-- WHAT IS EXPECTED --
Repeat exactly each line of the data provided below.

-*-

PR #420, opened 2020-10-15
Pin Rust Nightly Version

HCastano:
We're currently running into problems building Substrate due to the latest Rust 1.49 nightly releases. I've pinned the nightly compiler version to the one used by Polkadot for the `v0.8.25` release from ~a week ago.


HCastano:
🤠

-*-

-- YOUR SOLUTION --
PR #420, opened 2020-10-15
Pin Rust Nightly Version

HCastano:
We're currently running into problems building Substrate due to the latest Rust 1.49 nightly releases. I've pinned the nightly compiler version to the one used by Polkadot for the `v0.8.25` release from ~a week ago.


HCastano:
🤠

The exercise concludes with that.